A class of explanations argues that there is signal averaging within small spatiotemporal windows and a subsequent pooling of information (Badcock & Westheimer,
1985; Baldassi & Burr,
2000; Parkes, Lund, Angelucci, Solomon, & Morgan,
2001; Pelli, Palomares, & Majaj,
2004). There are also long-standing proposals of contour interactions either in the context of metacontrast masking (e.g., Werner,
1935) or in a more general manner (e.g., Blachowsky,
1912). None of these concepts, however, can accommodate our findings that extending the number of flanking lines improves performance dramatically. Nor can the improvement of performance be explained by any kind of energy mechanisms because longer and shorter flanks yield an improvement of performance, which is more pronounced in the longer line conditions (see
Figure 3). Even more surprisingly, worst performance is reached if the flanks have the same length as the vernier. This nonmonotonic dependence of performance on flank length imposes serious restrictions on many models of spatial processing.
Other explanations invoke lateral inhibition between elements to explain vernier threshold elevation postulating that the flanks fall into the inhibitory region of the vernier offset detector mechanism, introducing a desensitization. Additional flanks might then reduce such inhibition. The gap experiments of
Figure 5 would then be interpreted as examples of breaking a hypothetical chain of inhibition/disinhibition.

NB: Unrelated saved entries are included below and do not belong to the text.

PR #10151, opened 2022-10-21
[dagster-airbyte] allow filtering connections by directory names

adam-bloom:
### Summary & Motivation
@benpankow and I have been discussing making this change potentially, so thought I'd go ahead and put it in a PR so others can see. I'm using a custom version of this currently and it speeds up startup time by approximately 5x (and I only have 25 connections!).

Unit tests


benpankow (approved):
Looks good to me - thanks for contributing this!

PR #10163, opened 2022-10-24
Allow overriding svg with color

salazarm:
### Summary & Motivation

We want to be able to override the color of icons that have default colors.

Screen Shot 2022-10-24 at 10 04 03 AM


hellendag (approved):
lgtm

PR #10164, opened 2022-10-24
Fix AssetsDefinition.with_prefix_or_group to update partition mappings

peay:
### Summary & Motivation

`AssetsDefinition.with_prefix_or_group` can be used to add a prefix or group to either the inputs or outputs of an assets definition.

Currently, partition mappings are not being updated when the inputs are renamed. Hence, after renaming an input from `A` to `B`, the partition mapping for A is lost.

This PR modifies `with_prefix_or_group` to rename the keys in `AssetsDefinition._partition_mappings`.

Notes:

- Should we also subset the partition mappings in [`AssetsDefinition.subset_for`](https://github.com/dagster-io/dagster/blob/master/python_modules/dagster/dagster/_core/definitions/assets.py#L717) a bit further below? I haven't used this particular API myself, but it looks like it might unnecessarily include partition mappings for inputs that have not been selected. cc @clairelin135 

- Added a unit test

cc @sryza

### DIFF
--- a/python_modules/dagster/dagster_tests/core_tests/asset_defs_tests/test_assets.py
+++ b/python_modules/dagster/dagster_tests/core_tests/asset_defs_tests/test_assets.py
@@ -1,4 +1,5 @@
 import ast
+import datetime
 import tempfile
 
 import pytest
@@ -8,10 +9,12 @@ from dagster import (
     AssetOut,
     AssetsDefinition,
     DagsterEventType,
+    DailyPartitionsDefinition,
     EventRecordsFilter,
     GraphOut,
     IOManager,
     IOManagerDefinition,
+    LastPartitionMapping,
     Out,
     Output,
     ResourceDefinition,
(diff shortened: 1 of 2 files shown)


python_modules/dagster/dagster_tests/core_tests/asset_defs_tests/test_assets.py
```diff
@@ -31,6 +34,7 @@
 from dagster._core.errors import DagsterInvalidDefinitionError, DagsterInvalidInvocationError
 from dagster._core.storage.mem_io_manager import InMemoryIOManager
 from dagster._core.test_utils import instance_for_test
+from python_modules.dagster.dagster._core.definitions import partition_mapping
```
sryza, line 37: I don't think this import is needed

python_modules/dagster/dagster_tests/core_tests/asset_defs_tests/test_assets.py
```diff
@@ -127,6 +131,27 @@ def ma_op():
     assert subset.group_names_by_key[AssetKey("b")] == "bar"
 
 
+def test_retain_partition_mappings():
+    @asset(
+        ins={"input_last": AssetIn(["input_last"], partition_mapping=LastPartitionMapping())},
+        partitions_def=DailyPartitionsDefinition(datetime.datetime(2022, 1, 1)),
+    )
+    def bar_(input_last):
+        pass
```
sryza, line 140: The linter complains that `input_last` is an unused import. You could fix this by replacing `pass` with `del input_last`.

sryza (changes requested):
Thanks for fixing this. Left a couple small comments, other than those it should be good to go.

python_modules/dagster/dagster_tests/core_tests/asset_defs_tests/test_assets.py
peay: Definitely a typo, fixed, thanks!

sryza (approved):
This looks great. Merging now.

PR #10006, opened 2022-10-13
Asset versioning UI

smackesey:
### Summary & Motivation

V1 of asset versioning UI code

### How I Tested These Changes

Manipulated the `asset_reconciliation` example in dagit with the new UI.

PR #10004, opened 2022-10-13
Asset versioning example

smackesey:
### Summary & Motivation

This adds an example for playing around with logical versioning
functionality.

### How I Tested These Changes

Loaded up the example in dagit with `dagit -w examples/assets_reconciliation/workspace.yaml`.

PR #10167, opened 2022-10-24
Add version to asset decorator

smackesey:
### Summary & Motivation

This PR adds a new `op_version` arg to the asset decorator that is passed directly to the underlying op. This will be improved in a future PR to work with a dictionary mapping outputs to versions.

New unit test.

### DIFF
--- a/python_modules/dagster/dagster/_core/definitions/decorators/asset_decorator.py
+++ b/python_modules/dagster/dagster/_core/definitions/decorators/asset_decorator.py
@@ -13,8 +13,6 @@ from typing import (
     overload,
 )
 
-from typing_extensions import Final
-
 import dagster._check as check
 from dagster._builtins import Nothing
 from dagster._config import UserConfigSchema
@@ -41,9 +39,6 @@ from ..partition import PartitionsDefinition
 from ..policy import RetryPolicy
 from ..resource_definition import ResourceDefinition
 from ..utils import DEFAULT_IO_MANAGER_KEY, NoValueSentinel
-
-DEFAULT_OP_VERSION: Final[str] = "DEFAULT"
-
 
 @overload
 def asset(
@@ -74,7 +69,7 @@ def asset(
     output_required: bool = ...,
     freshness_policy: Optional[FreshnessPolicy] = ...,
     retry_policy: Optional[RetryPolicy] = ...,
-    version: Union[bool, str] = ...,
+    op_version: Optional[str] = ...,
 ) -> Callable[[Callable[..., Any]], AssetsDefinition]:
     ...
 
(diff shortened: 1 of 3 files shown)


smackesey:
* master
  * **PR #10003** <a href="https://app.graphite.dev/github/pr/dagster-io/dagster/10003" target="_blank">Graphite</a> 
    * **PR #10005** <a href="https://app.graphite.dev/github/pr/dagster-io/dagster/10005" target="_blank">Graphite</a> 
      * **PR #9899** <a href="https://app.graphite.dev/github/pr/dagster-io/dagster/9899" target="_blank">Graphite</a> 
        * **PR #10166** <a href="https://app.graphite.dev/github/pr/dagster-io/dagster/10166" target="_blank">Graphite</a> 
          * **PR #10167** <a href="https://app.graphite.dev/github/pr/dagster-io/dagster/10167" target="_blank">Graphite</a>  👈
        * **PR #10006** <a href="https://app.graphite.dev/github/pr/dagster-io/dagster/10006" target="_blank">Graphite</a> 
    * **PR #10004** <a href="https://app.graphite.dev/github/pr/dagster-io/dagster/10004" target="_blank">Graphite</a> 

This comment was auto-generated by [Graphite](https://app.graphite.dev/github/pr/dagster-io/dagster/10167?utm_source=stack-comment).

python_modules/dagster/dagster/_core/definitions/decorators/asset_decorator.py
```diff
@@ -144,6 +150,11 @@ def asset(
         output_required (bool): Whether the decorated function will always materialize an asset.
             Defaults to True. If False, the function can return None, which will not be materialized to
             storage and will halt execution of downstream assets.
+        version (Union[bool, str]): (Experimental) If `false` is passed, the asset is unversioned.
```
sryza, line 153: This explanation refers to concepts that might not have an obvious meaning for readers.

Thoughts trying to phrase it in terms of the specific impact that setting it will have?

E.g. something like:

> If an asset has an op version that's different than the op version used for its latest materialization, then it and all downstream assets will be considered stale. Conversely, if two materializations for the same asset used the same op version and had the same upstream inputs, then the second materialization won't mark any new downstream assets stale.

Also accepting boolean values seems unintuitive to me. Thoughts on accepting and defaulting to `None` instead? Apologies if we've already discussed this and I'm re-treading old ground.

python_modules/dagster/dagster/_core/definitions/decorators/asset_decorator.py
```diff
@@ -208,6 +220,7 @@ def __init__(
         op_tags: Optional[Dict[str, Any]] = None,
         group_name: Optional[str] = None,
         output_required: bool = True,
+        version: Union[bool, str] = False,
```
sryza, line 223: What do you think about calling this "op_version" to make it clear that it's the version of the computation, not the version of the asset?

python_modules/dagster/dagster/_core/definitions/decorators/asset_decorator.py
smackesey: This PR is prior to logical versions on materializations, which are upstack, so further explanation on this arg should be in one of those PRs.

sryza (approved):

PR #10172, opened 2022-10-24
Allow default io_manager load_input to support partitions of differing frequencies

### LINKED ISSUE #10120: in built-in object IO managers, handle loading objects for multiple partitions
If a daily asset depends on an hourly asset, then each partition of the daily asset will correspond to 24 partitions of the hourly asset.

When materializing the daily asset and `load_input` is called to load the contents of the hourly asset, we should return the contents of those 24 partitions.

For the Pandas type handler of the Snowflake IO manager, we handle this by returning a single dataframe that contains the concatenated contents of all the hourly partitions.

For the built-in object store IO managers, we could just return a list of the pickled objects. Or potentially a dictionary keyed by partition?

What we've heard:
- 2022-10-20: https://dagster.slack.com/archives/C01U954MEER/p1666175125167899

Here's a start on the implementation:
```python
from dagster import io_manager, IOManager, AssetKey


@io_manager
def my_io_manager():
    return MyIOManager()


class MyIOManager(IOManager):
        ...

    def _load(self, asset_key: AssetKey):
        ...

    def _load_partition(self, asset_key: AssetKey, partition_key: str):
        ...

        if context.has_asset_partitions:
            partition_key_range = context.asset_partition_key_range
            if partition_key_range.start == partition_key_range.end:
                return self._load_partition(context.asset_key, partition_key_range.start)
            else:
                return [
                    self._load_partition(context.asset_key, partition_key)
                    for partition_key in context.asset_partition_keys
                ]
        else:
            return self._load(context.asset_key)
```

andrewgryan:
### Summary & Motivation

The default `io_manager` raises an exception when a partitioned asset depends on a higher frequency partitioned asset, if the resulting `partition_key_range start !== end`. In the use case considered here a daily asset that depends on hourly assets would like to have access to all 24 hourly partitions. For example, to generate an asset that summarises the hourly values in some way, perhaps reports or statistics generation. 

Minor refactorings were carried out on the existing default IOManager to support partitioned assets explicitly, an improvement may be to continue the refactoring to abstract the path details away from the load/save logic.

Fixes #10120 

I wrote a unit test that simulates the above use case. It recreated the error reported in the slack channel and simulated the situation using real materialisations. The "unit" test itself is probably more in the category of integration test and should be optimised to run faster (since it takes 6 seconds on my macbook).

### DIFF
--- a/python_modules/dagster/dagster/_core/storage/fs_io_manager.py
+++ b/python_modules/dagster/dagster/_core/storage/fs_io_manager.py
@@ -145,7 +145,7 @@ class PickledObjectFilesystemIOManager(MemoizableIOManager):
 
         return os.path.join(self.base_dir, *path)
 
-    def _get_path_partition(self, asset_key: AssetKey, partition_key: str) -> str:
+    def _get_path_for_partition(self, asset_key: AssetKey, partition_key: str) -> str:
         """Construct filepath for a particular partition_key"""
         return os.path.join(self.base_dir, *asset_key.path, partition_key)
 
@@ -216,7 +216,7 @@ class PickledObjectFilesystemIOManager(MemoizableIOManager):
             # Multiple partition load
             partition_keys = context.asset_partition_keys
             paths = [
-                self._get_path_partition(context.asset_key, partition_key)
+                self._get_path_for_partition(context.asset_key, partition_key)
                 for partition_key in partition_keys
             ]
             return {key: self._load_pickle(path) for (key, path) in zip(partition_keys, paths)}
--- a/python_modules/dagster/dagster/_core/storage/fs_io_manager.py
+++ b/python_modules/dagster/dagster/_core/storage/fs_io_manager.py
@@ -199,6 +199,24 @@ class PickledObjectFilesystemIOManager(MemoizableIOManager):
 
     def load_input(self, context):
         """Unpickle the file and Load it to a data object."""
+        if context.has_asset_partitions:
+            return [
+                self._load_pickle(self._partition_path(context.asset_key, partition_key))
+                for partition_key in context.asset_partition_keys
+            ]
+        else:
+            return self._load_input(context)
+
+    def _partition_path(self, asset_key, partition_key):
+        return os.path.join(self.base_dir, *asset_key.path, partition_key)
+
+    def _load_pickle(self, filepath):
+        with open(filepath, self.read_mode) as read_obj:
+            return pickle.load(read_obj)
+
+    def _load_input(self, context):
+        """Unpickle the file and Load it to a data object."""
+
         check.inst_param(context, "context", InputContext)
 
         if context.dagster_type.typing_type == type(None):
--- a/python_modules/dagster/dagster/_core/storage/fs_io_manager.py
+++ b/python_modules/dagster/dagster/_core/storage/fs_io_manager.py
@@ -145,6 +145,10 @@ class PickledObjectFilesystemIOManager(MemoizableIOManager):
 
         return os.path.join(self.base_dir, *path)
 
+    def _get_path_partition(self, asset_key: AssetKey, partition_key: str) -> str:
+        """Construct filepath for a particular partition_key"""
+        return os.path.join(self.base_dir, *asset_key.path, partition_key)
+
     def has_output(self, context):
         filepath = self._get_path(context)
 
@@ -212,7 +216,7 @@ class PickledObjectFilesystemIOManager(MemoizableIOManager):
             # Multiple partition load
             partition_keys = context.asset_partition_keys
             paths = [
-                self._partition_path(context.asset_key, partition_key)
+                self._get_path_partition(context.asset_key, partition_key)
                 for partition_key in partition_keys
             ]
             return {key: self._load_pickle(path) for (key, path) in zip(partition_keys, paths)}
@@ -221,9 +225,6 @@ class PickledObjectFilesystemIOManager(MemoizableIOManager):
             filepath = self._get_path(context)
             context.add_input_metadata({"path": MetadataValue.path(os.path.abspath(filepath))})
             return self._load_pickle(filepath)
-
-    def _partition_path(self, asset_key: AssetKey, partition_key: str) -> str:
-        return os.path.join(self.base_dir, *asset_key.path, partition_key)
 
     def _load_pickle(self, filepath: str):
         """Unpickle the file and Load it to a data object."""
--- a/python_modules/dagster/dagster/_core/storage/fs_io_manager.py
+++ b/python_modules/dagster/dagster/_core/storage/fs_io_manager.py
@@ -212,7 +212,11 @@ class PickledObjectFilesystemIOManager(MemoizableIOManager):
             key_range = context.asset_partition_key_range
             return key_range.start != key_range.end
 
-        if context.has_asset_partitions and has_multiple_partitions(context):
+        if (
+            context.has_input_name
+            and context.has_asset_partitions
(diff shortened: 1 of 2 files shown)


python_modules/dagster/dagster/_core/storage/fs_io_manager.py
```diff
@@ -199,6 +199,24 @@ def handle_output(self, context, obj):
...
+                self._load_pickle(self._partition_path(context.asset_key, partition_key))
+                for partition_key in context.asset_partition_keys
+            ]
+        else:
+            return self._load_input(context)
+
+    def _partition_path(self, asset_key, partition_key):
+        return os.path.join(self.base_dir, *asset_key.path, partition_key)
+
+    def _load_pickle(self, filepath):
```
sryza, line 213: If we're going to put this in its own function, I think it's worth using in the other site inside the class where we `pickle.load`.

python_modules/dagster/dagster/_core/storage/fs_io_manager.py
```diff
@@ -199,6 +199,24 @@ def handle_output(self, context, obj):
 
     def load_input(self, context):
         """Unpickle the file and Load it to a data object."""
+        if context.has_asset_partitions:
+            return [
+                self._load_pickle(self._partition_path(context.asset_key, partition_key))
```
sryza, line 204: On the GH issue you files, you proposed including the partition keys in the result somehow. Any particular reason you moved away from this?

python_modules/dagster/dagster/_core/storage/fs_io_manager.py
```diff
@@ -199,6 +199,24 @@ def handle_output(self, context, obj):
 
     def load_input(self, context):
         """Unpickle the file and Load it to a data object."""
+        if context.has_asset_partitions:
```
sryza, line 202: For the single-partition case, this would be a behavior change, right?

If we were building this from the ground up, I could see the wisdom in handling partitions in a unified way, independent of whether there's a single one or plural.

However, given our compatibility guarantees, I think we need to maintain the existing behavior for single partitions.

python_modules/dagster/dagster/_core/storage/fs_io_manager.py
```diff
@@ -199,6 +199,24 @@ def handle_output(self, context, obj):
...
+            return [
+                self._load_pickle(self._partition_path(context.asset_key, partition_key))
+                for partition_key in context.asset_partition_keys
+            ]
+        else:
+            return self._load_input(context)
+
+    def _partition_path(self, asset_key, partition_key):
```
sryza, line 210: Not required, but if you feel up to adding type annotations to the argument types and return types, it would be helpful

python_modules/dagster/dagster/_core/storage/fs_io_manager.py
sryza: One more thing: I noticed that our current I/O manager has special handling for `if context.dagster_type.typing_type == type(None):`. I think we'd want to retain that even in the case of multiple asset partitions.

sryza (changes requested):
Thanks for submitting this! I left a few comments.

python_modules/dagster/dagster/_core/storage/fs_io_manager.py
andrewgryan: I agree with both comments, I added a unit test to check the backwards compatible use case and I reinstated the dagster_type check

python_modules/dagster/dagster/_core/storage/fs_io_manager.py
andrewgryan: I've added type annotations, did you want me to take this opportunity to add more type annotations to the signature of `load_input` or is it sufficient to just type annotate the methods I added?

python_modules/dagster/dagster/_core/storage/fs_io_manager.py
andrewgryan: No particular reason, I just went with the minimal implementation to begin with. I've added a key/value dict to make it easier for consuming code to look up fields. Users that want a list of values can use `.values()` method of dict.

python_modules/dagster/dagster/_core/storage/fs_io_manager.py
andrewgryan: I agree, to DRY it up I've also updated the existing load logic to call the `_load_pickle` private method

andrewgryan:
@sryza in the spirit of extending the existing code, what would be a natural `metadata` value to pass along? In the existing case `context.add_input_metadata({"path": MetadataValue.path(os.path.abspath(filepath))})` is forwarded to the user/dagit.

Would it make sense to pass `paths` with a {key: path} dict through the metadata so that the user can see in the browser what has been created? I don't know enough about the metadata mechanism in dagster to do the "right" thing.

python_modules/dagster/dagster/_core/storage/fs_io_manager.py
sryza: Annotating the methods you added is great!

sryza (commented):
This looks great.  A few last things:

It looks like there are a couple test failures:
```
dagster_tests/core_tests/test_multiple_outputs.py::test_multiple_outputs_only_emit_one_multiproc FAILED [  3%]
dagster_tests/core_tests/test_pipeline_execution.py::test_multiproc_reexecution_fs_storage_after_fail FAILED [  6%]
```

There are a few lint complaints:
```
[2022-10-25T15:26:55Z] ************* Module dagster_tests.core_tests.partition_tests.test_partitioned_io_manager
--
  | [2022-10-25T15:26:55Z] dagster_tests/core_tests/partition_tests/test_partitioned_io_manager.py:1:0: W0611: Unused AssetKey imported from dagster (unused-import)
  | [2022-10-25T15:26:55Z] dagster_tests/core_tests/partition_tests/test_partitioned_io_manager.py:1:0: W0611: Unused build_op_context imported from dagster (unused-import)
  | [2022-10-25T15:26:55Z] dagster_tests/core_tests/partition_tests/test_partitioned_io_manager.py:1:0: W0611: Unused build_input_context imported from dagster (unused-import)
  | [2022-10-25T15:26:55Z] dagster_tests/core_tests/partition_tests/test_partitioned_io_manager.py:1:0: W0611: Unused build_output_context imported from dagster (unused-import)
```

Last of all, running `make isort` will stop the isorter from complaining.

andrewgryan:
@sryza I fixed the test suite, ran make isort and renamed the partition name method to describe what it does more closely and to make it be as similar to `_get_path` so future devs can find the method easily by tab completing or grepping.

sryza:
It looks like `make isort` has one last complaint:
```
ERROR: /workdir/python_modules/dagster/dagster_tests/core_tests/partition_tests/test_partitioned_io_manager.py Imports are incorrectly sorted and/or formatted.
```

Otherwise, this looks great to me.

Also, I just noticed that I missed your earlier comment:

>  in the spirit of extending the existing code, what would be a natural metadata value to pass along

I think it's fine to leave it out for now, but one option would be to use a JSON metadata type to hold a dict of partition keys to paths. Or just a list of paths.

sryza (approved):
LGTM!

danielgafni:
@sryza any reason why `pre-commit` isn't used for formatting & linting on the user side automatically?

sryza:
@danielgafni no particular reason - just not something we've had the chance to build

danielgafni:
seems like it would dramatically reduce the amount of issues with failing linters in CI... the only problem I see is pylint as it's too slow to run for every commit

PR #10757, opened 2022-11-28
[dagit] Remove tag fetch for RunsFilterInput typeahead

hellendag:
### Summary & Motivation

The query that retrieves the full list of key/value pairs that may be used for tag searching on Runs is potentially super expensive. Since the user can already use freeform typing to add a tag filter to the search, and because tags can be added to search via hover+click on tags shown in the Runs table, let's remove the tag search query altogether.

View Runs, type "tag:", verify that I can complete it with "tag:foo=bar" and successfully find matching runs. Use hover+click on rendered tags in the table, verify that search works with these as well.


hellendag:
* master
  * **PR #10757** <a href="https://app.graphite.dev/github/pr/dagster-io/dagster/10757" target="_blank">Graphite</a>  👈

This comment was auto-generated by [Graphite](https://app.graphite.dev/github/pr/dagster-io/dagster/10757?utm_source=stack-comment).

prha (approved):

PR #10766, opened 2022-11-28
[useStateWithStorage] Remove `validate` as dependency to setter.

salazarm:
### Summary & Motivation

Removing `validate` as a dependency and instead relying on a ref to make sure we have the latest version of the callback.

This avoids a render loop when the `setState` function is a dependency of a `useEffect` that causes the component to rerender (and when `validate` callback reference changes on every render due to lack of `React.useCallback`)

Used this hook In cloud and saw infinite loop disappear.


bengotow (approved):
This seems safe to me!

PR #10777, opened 2022-11-29
feat(dbt-cloud): allow group name to be configurable

rexledesma:
### Summary & Motivation
Resolves https://github.com/dagster-io/dagster/issues/10662.

### How I Tested These Changes
pytest

PR #10776, opened 2022-11-29
test(dbt-cloud): move resources into fixtures

rexledesma:
### Summary & Motivation
As the title.

### How I Tested These Changes
existing pytest

PR #10778, opened 2022-11-29
feat(dbt-cloud): allow asset key to be configurable

rexledesma:
### Summary & Motivation
As the title.

pytest

### DIFF
--- a/python_modules/libraries/dagster-dbt/dagster_dbt/cloud/asset_defs.py
+++ b/python_modules/libraries/dagster-dbt/dagster_dbt/cloud/asset_defs.py
@@ -309,6 +309,7 @@ class DbtCloudCacheableAssetsDefinition(CacheableAssetsDefinition):
 def load_assets_from_dbt_cloud_job(
     dbt_cloud: ResourceDefinition,
     job_id: int,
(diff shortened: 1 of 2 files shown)


rexledesma:
* master
  * **PR #10776** <a href="https://app.graphite.dev/github/pr/dagster-io/dagster/10776" target="_blank">Graphite</a> 
    * **PR #10777** <a href="https://app.graphite.dev/github/pr/dagster-io/dagster/10777" target="_blank">Graphite</a> 
      * **PR #10778** <a href="https://app.graphite.dev/github/pr/dagster-io/dagster/10778" target="_blank">Graphite</a>  👈

This comment was auto-generated by [Graphite](https://app.graphite.dev/github/pr/dagster-io/dagster/10778?utm_source=stack-comment).

OwenKephart (commented):
this was my original sin, but I'd prefer this parameter to be called node_info_to_asset_key_fn. it's really a tradeoff between how much we care about the API being similar between the dbt Cloud / dbt Core integrations, vs how much we care about the API being similar within each integration (i.e. all the other function parameters end with `_fn`).

arguably, if and when we move to a node_info_to_asset_properties_fn/metadata_to_asset_properties_fn sort of vibe, then at that point we can deprecate all of these parameters at once, so we can just stick with this naming for now.

PR #10783, opened 2022-11-29
[code-location-selector-stack Add CodeLocationSelector; Have run_status_sensor accept it

schrockn:
Summary & Motivation: Adds the ability to target a code location in the run_status_sensor rather than
a repository.

This is meant to be used in concert with the `Definitions` API that no longer exposes
the concept of a repository to a user. The new language is that the `Definitions` object determines the set
of definitions within a code location.

This diff hoists the computation of other_repos, other_repo_jobs, and current_repo_jobs out of the closure
so we get code coverage from the local unit test

Test Plan:
BK. Added additional testing in https://github.com/dagster-io/dagster/pull/10970


jamiedemaria:
This looks like a fine approach to me given the current pattern

I wonder if an overall better way to handle the different selectors `RepoSelector`, `CodeLocationSelector`, and `JobSelector` if we could remove them all and introduce a more general object that allows for selection at different levels. Can't think of a name for it rn, but let's say it's called the FooSelector. 

It'd be something like `FooSelector(deployment, code_location, job)` where all of the params are an `Optional[str] = None` and you could do something like `FooSelector(code_location="my_code_location)` to select all of the jobs in that code location, or you could do `FooSelector(code_location="my_code_location", job="my_job")` to select a single job in another code location. And then we could maybe support things like `FooSelector(code_location="*", job="my_job")` to monitor every job with that name regardless of code location.  The sensor would still take a list of these along with the plain job name strings. 

It's still pretty half baked in my head. i'm not sure if that set of parameters (esp including deployment) fully makes sense, or what the behavior specifics would be for default None values vs `*` inputs. But I think it could be nice to have a single object that can support this type of selection

schrockn:
@jamiedemaria completely agree and that's why I was alluding to with my comment "since I think we may be due for an even more aggressive revamp if we support cross-deployment/instance sensors."

My general thinking is that we should consider and design a successor more deliberately, and also do some deeper thinking around x-deployment references.

python_modules/dagster/dagster/_core/definitions/run_status_sensor_definition.py
```diff
@@ -235,14 +239,14 @@ def run_failure_sensor(
...
-        monitored_jobs (Optional[List[Union[JobDefinition, GraphDefinition, UnresolvedAssetJobDefinition, RepositorySelector, JobSelector]]]):
+        monitored_jobs (Optional[List[Union[JobDefinition, GraphDefinition, UnresolvedAssetJobDefinition, RepositorySelector, JobSelector, CodeLocationSelector]]]):
             The jobs in the current repository that will be monitored by this failure sensor.
             Defaults to None, which means the alert will be sent when any job in the current
             repository fails.
         monitor_all_repositories (bool): If set to True, the sensor will monitor all runs in the
             Dagster instance. If set to True, an error will be raised if you also specify
             monitored_jobs or job_selection. Defaults to False.
-        job_selection (Optional[List[Union[JobDefinition, GraphDefinition, RepositorySelector, JobSelector]]]):
+        job_selection (Optional[List[Union[JobDefinition, GraphDefinition, RepositorySelector, JobSelector, CodeLocationSelector]]]):
```
jamiedemaria, line 249: need to add CodeLocationSelector to the parameter type on line 211 too, right?

python_modules/dagster/dagster/_core/definitions/run_status_sensor_definition.py
```diff
@@ -360,15 +369,39 @@ def __init__(
...
+            for job in (monitored_jobs or [])
+        ]
+
         self._run_status_sensor_fn = check.callable_param(
             run_status_sensor_fn, "run_status_sensor_fn"
         )
         event_type = PIPELINE_RUN_STATUS_TO_EVENT_TYPE[run_status]
 
+        # split monitored_jobs into external repos, external jobs, and jobs in the current repo
+        other_repos = (
```
jamiedemaria, line 389: nice

python_modules/dagster/dagster/_core/definitions/run_status_sensor_definition.py
```diff
@@ -628,6 +645,7 @@ def run_status_sensor(
                 UnresolvedAssetJobDefinition,
                 "RepositorySelector",
                 "JobSelector",
+                "CodeLocationSelector",
```
jamiedemaria, line 648: add to doc string

python_modules/dagster/dagster/_core/definitions/run_status_sensor_definition.py
```diff
@@ -639,6 +657,7 @@ def run_status_sensor(
...
```
jamiedemaria, line 660: add to doc string

schrockn:
Tests added in https://github.com/dagster-io/dagster/pull/10970

schrockn:
Jamie I'm testing out a graphite replacement spr but I think it doesn't do the intermediate commit history in the way you expect it. If you check the files tab of the overall PR I believe you will see your feedback addresses

schrockn:
Nevermind this was my error, updating.

jamiedemaria (approved):

PR #10803, opened 2022-11-30
Internal abstraction renames (solid -> node)

smackesey:
### Summary & Motivation

4 significant renames:

- SolidOutputHandle -> NodeOutput
- SolidInputHandle -> NodeInput
- InvokedSolidOutputHandle -> InvokedNodeOutputHandle
- InvakedSolidDynamicOutputWrapper -> InvokedNodeDynamicOutputWrapper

A credible model with the nuanced set of parameters to cover the range of effects revealed in this study with reasonable verisimilitude is beyond the scope of this article.
Whereas our results tend to support a role of target conspicuity in crowding research, other researchers have denied such a role (Chung, Levi, & Legge,
2001; Felisberti, Solomon, & Morgan,
2005). Their results were obtained in peripheral vision; we presented stimuli foveally. Because spatial visual processing in the retinal periphery may differ in significant respects from that for foveal stimuli, comparison between such results may be difficult. For example, improved performance with increases in the number contextual elements was reported previously in foveal vision (e.g., Li et al.,
2000; Wehrhahn et al.,
1996), whereas in peripheral vision, performance does not seem to improve with an increasing number of flanks (e.g., Felisberti et al.,
2005; Parkes et al.,
2001; Pelli et al.,
2004; Strasburger, Harvey, & Rentschler,
1991; Wilkinson, Wilson, & Ellemberg,
1997).
Here, we are taking the first steps to examine the proposition that the results of the experiments described above warrant interpretation in terms of grouping processes in which the flanks, if their number is small or if they share the target lines' length (e.g.,
Figure 3, “equal length”), join cluster with the target and mask it, whereas when their number is large and they are of different length, they form their own configuration and allow the target to stand out by itself (e.g.,
Figures 2,
3, and
6).
We see reinforcement of this view in the observation that on casual inspection of the configurations, it appears that the more conspicuous the vernier pattern, the lower is the threshold. The impression that the more the actual test pattern stands out from its laterally flanking surround, the better its vernier acuity, can be given numerical expression by comparing the thresholds with the subjective ranking of conspicuity: The lower the score is, the more conspicuous the vernier pattern is. Five observers were asked to rank the eight configurations in
Figure 7A in the order of how conspicuous the central test vernier pattern appeared to them. The averaged rank order was plotted as a function of the average vernier threshold.
Figure 7B shows that there is indeed a strong tendency for the threshold to be higher the less the test vernier stands out from the whole display.
The data presented here open up the vista of formulating rules that grouping of feature elements obey in masking vernier acuity and, by extension, in acting as modules in perception.